Chapter 8: Ethan: A Product of the Service Industry
Austin, Texas, is renowned as a high-tech, fast-growing city for the young and creative, a cool place to live, and the scene of internationally famous events such as SXSW and Formula 1. But as in many American cities, poverty and penury are booming along with wealth and material abundance in contemporary Austin. Rich and poor residents lead increasingly separate lives as growing socioeconomic inequality underscores residential, class, racial, and ethnic segregation.

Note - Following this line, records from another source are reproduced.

PR #6001, opened 2023-01-25
Clarify a11y category description

kornelski:
The accessibility category has many crates not related to assistive technologies (web crawlers, internationalization, audio parsers, date and time):

https://crates.io/categories/accessibility

I suspect that the description is too broad and not understood by people who aren't already familiar with the "accessibility" term.


Turbo87 (approved):
LGTM, thank you! 👍

PR #6032, opened 2023-02-02
Implement GitHub SSH certificate checks

Turbo87:
Previously, we were relying on libgit2 to check the hostkey fingerprint, but since our Heroku dynos do not have a `known_hosts` file, this couldn't actually have worked, which results in us not checking the fingerprints at all. 

https://github.com/rust-lang/crates.io/pull/5996 updates libgit2, which enables fingerprint checks by default. Due to the missing `known_hosts` file this broke our background worker though.

This PR enables custom fingerprint checks for `github.com` by hardcoding the fingerprints from https://docs.github.com/en/authentication/keeping-your-account-and-data-secure/githubs-ssh-key-fingerprints. As the code comment says, this is most likely good enough, but could eventually be replaced by a `known_hosts`-like environment variable.

### DIFF
--- a/cargo-registry-index/lib.rs
+++ b/cargo-registry-index/lib.rs
@@ -7,6 +7,8 @@ extern crate tracing;
 pub mod testing;
 
 use anyhow::{anyhow, Context};
+use git2::CertificateCheckStatus;
+use once_cell::sync::Lazy;
 use std::cmp::Ordering;
 use std::collections::BTreeMap;
 use std::io::Write;
@@ -17,6 +19,18 @@ use tempfile::TempDir;
 use url::Url;
 
 static DEFAULT_GIT_SSH_USERNAME: &str = "git";
+
+// We are hardcoding the github.com SSH key fingerprints from
+// https://docs.github.com/en/authentication/keeping-your-account-and-data-secure/githubs-ssh-key-fingerprints
+// here. This is considered good enough for now, but could eventually be replaced
+// by an environment variable that acts as a `known_hosts` file.
+static GITHUB_FINGERPRINTS: Lazy<[Vec<u8>; 3]> = Lazy::new(|| {
+    [
+        base64::decode(b"+DiY3wvvV6TuJJhbpZisF/zLDA0zPMSvHdkr4UvCOqU").unwrap(),
+        base64::decode(b"p2QAMXNIC1TJYWeIOttrVc98/R1BUFWu3/LiyKgUfQM").unwrap(),
+        base64::decode(b"nThbg6kXUpJWGl7E1IGOCspRomTxdCARLviKw6E5SY8").unwrap(),
+    ]
+});
 
 #[derive(Clone)]
 pub enum Credentials {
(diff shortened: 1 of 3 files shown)


cargo-registry-index/lib.rs
```diff
@@ -18,6 +21,24 @@ use url::Url;
...
+    [
+        "SHA256:+DiY3wvvV6TuJJhbpZisF/zLDA0zPMSvHdkr4UvCOqU"
+            .parse()
+            .unwrap(),
+        "SHA256:p2QAMXNIC1TJYWeIOttrVc98/R1BUFWu3/LiyKgUfQM"
+            .parse()
+            .unwrap(),
+        "SHA256:nThbg6kXUpJWGl7E1IGOCspRomTxdCARLviKw6E5SY8"
+            .parse()
+            .unwrap(),
```
pietroalbini, line 38: I wouldn't pull up two dependencies just for this: the part after `SHA256:` is base64-encoded (with a missing `=` for padding), we can just decode it manually and hardcode the decoded byte array.

cargo-registry-index/lib.rs
```diff
@@ -496,9 +517,37 @@ impl Repository {
...
+                return Err(error)
+            };
+
+            if GITHUB_FINGERPRINTS.iter().any(|fingerprint| hash == fingerprint.as_bytes()) {
+                Ok(CertificateCheckStatus::CertificateOk)
+            } else {
+                let mut error = git2::Error::from_str("Certificate check for github.com failed");
+                error.set_code(ErrorCode::Certificate);
+                Err(error)
+            }
```
pietroalbini, line 548: This seems... fine, even though I'd do something like:

```rust
if hostname == "github.com" {
    if let Some(sha256) = cert.as_hostkey().and_then(|key| key.hash_sha256()) {
        if GITHUB_FINGERPRINTS.iter().any(|fingerprint| hash == fingerprint.as_bytes()) {
            return Ok(CertificateCheckStatus::CertificateOk);
        }
    }
}
Ok(CertificateCheckStatus::CertificatePassthrough)
```

That way we don't override the libgit2 behavior if GitHub ever rotates keys.

pietroalbini (changes requested):

cargo-registry-index/lib.rs
Turbo87: ✅

cargo-registry-index/lib.rs
Turbo87: good point. it looks like we already were using the `base64` crate anyway, so I went with that to make it a little more straight forward to update the fingerprints if necessary.

pietroalbini (approved):

ehuss:
Can you say why this is checking the hash instead of the actual key? I suppose a sha256 collision is unlikely, but that's not the normal process for validating a key.

Also, any particular reason it can't just upload a normal known_hosts file?

ehuss:
It would probably be better to check the key. I think it could just be added to the static as a tuple, such as `(SshHostKeyType::Ed255219, base64::decode("..."))`.

Ah, I'm not too familiar with how Heroku works. I was thinking that whatever process copies/installs the crates.io binaries could copy/install arbitrary files.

In Invisible in Austin, the award-winning sociologist Javier Auyero and a team of graduate students explore the lives of those working at the bottom of the social order: house cleaners, office-machine repairers, cab drivers, restaurant cooks and dishwashers, exotic dancers, musicians, and roofers, among others. Recounting their subjects’ life stories with empathy and sociological insight, the authors show us how these lives are driven by a complex mix of individual and social forces. These poignant stories compel us to see how poor people who provide indispensable services for all city residents struggle daily with substandard housing, inadequate public services and schools, and environmental risks. Timely and essential reading, Invisible in Austin makes visible the growing gap between rich and poor that is reconfiguring the cityscape of one of America’s most dynamic places, as low-wage workers are forced to the social and symbolic margins.